Problem Solving

goyalsau wrote:How many real n's are there such that n! is a perfect square?

(E) More than 3
(C) 2
(D) 3
(B) 1
(A) 0

fskilnik asked for my input on this. It's a deeply flawed question for several reasons; anyone studying for the GMAT can simply ignore it and stop reading this post now, since nothing below will be relevant to you. But since I wouldn't want to describe a practice question as 'flawed' without explaining why, I'll mention three different reasons why this is a terrible GMAT practice question:

* the question asks about *real* numbers 'n' for which n! is a perfect square. Well, in advanced math, you learn how to define n! even when n is a decimal number (the function you get is a translation of what is known as the 'gamma function'). That function is continuous and constantly increasing, so can equal absolutely any perfect square greater than 0. So a mathematician would say that the answer to this question is 'infinitely many'. If the OA to this question is '2', the OA is simply wrong. The math involved is, however, beyond even what you'd encounter in a standard undergraduate math curriculum, and is simply light years beyond what is required on the GMAT.

* here, there are certainly at least two small integers n for which n! is a square; n = 0 and n = 1. That said, I have never seen a real GMAT question which tests whether you know what 0! means. It's the kind of technicality the GMAT question designers seem to go to great lengths to avoid testing, and I expect there never will be a real GMAT question which requires you to know anything about 0!. Since this is one of the 'traps' built into this question, it's simply not realistic.

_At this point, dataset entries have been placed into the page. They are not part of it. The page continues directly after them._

PR #2006, opened 2021-01-22
Region based reports: Search bar in reports

claudiovallejo:
**Story card:** [ch2409](https://app.clubhouse.io/simpledotorg/story/2409/add-search-bar-to-reports-pages)

## Because

Adding reports search bar to Reports pages for faster navigation between reports.

## This addresses

* Creates partial for search `<script>`
* Appends search script partial into search partial
* Adds search partial to reports pages

**Mobile view**
image

**Desktop view**
image


app/views/reports/regions/_search_script.html.erb
```diff
@@ -0,0 +1,16 @@
...
+    search(input);
+    return false;
+  })
+  form.on("keyup", function(event) {
+    search(event.target);
+    return false;
+  })
+
+  const async = false
+  new AdminAccess("facility-access").initialize(async)
```
rsanheim, line 15: @claudiovallejo You'll want to add a guard here to only create `AdminAccess` if `facility-access` is on the page.  Otherwise this will break.

app/views/reports/regions/index.html.erb
```diff
@@ -21,24 +21,6 @@
...
-          form.on("keyup", function(event) {
-            search(event.target);
-            return false;
-          })
-
-          const async = false
-          new AdminAccess("facility-access").initialize(async)
-        </script>
-
       <% else %>
```
rsanheim, line 24: I may be missing something, but doesn't the index page now need the search partial as well?

rsanheim (changes requested):

app/views/reports/regions/_search_script.html.erb
```diff
@@ -0,0 +1,16 @@
+<script>
```
ssrihari, line 1: Since this is all static, I would suggest moving this javascript to a js file.

app/views/reports/regions/_search_script.html.erb
ssrihari: We can move these last two lines back to the index page, since the access stuff is specific to that page.

app/views/reports/regions/index.html.erb
ssrihari: This page does render the search partial, above on [line 8](https://github.com/simpledotorg/simple-server/pull/2006/files#diff-73451de3a663ee58032c74f69fb20b378538fd8e388f7b1cf79b1c04b8241ba7R8).

app/views/reports/regions/_search_script.html.erb
claudiovallejo: Good suggestion — we'll resolve this in a future PR when we overhaul our assets pipeline to webpack.

rsanheim (approved):

claudiovallejo:
Closing PR because semaphore tests are strangely failing. Created a new PR #2027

* further, if you assume n is an integer, then to answer this question properly, you need to prove that there is *no* large integer value of n for which n! is a square. That's impossible to do using only what a GMAT test taker would normally know, since it requires you to use some kind of information about the distribution of primes. The conventional way to prove this is to use something known as Bertrand's Postulate (which is not a postulate, but a proven theorem), as fsklinik did above. That postulate is extremely difficult to prove from scratch (there's absolutely no way anyone could prove it within two minutes and apply it to this question), and it will never, ever, be required to solve a real GMAT question. So while you might encounter this question if you take a Masters level course in Number Theory, it is millions and millions of miles too advanced for the GMAT.

Any prep material that presents this as a realistic GMAT practice problem should simply be thrown in the rubbish bin, since if the authors think the GMAT tests things like this, they simply don't understand what's on the test. Glancing at the other questions in the original post, they all suffer from the same issue. Where are they from?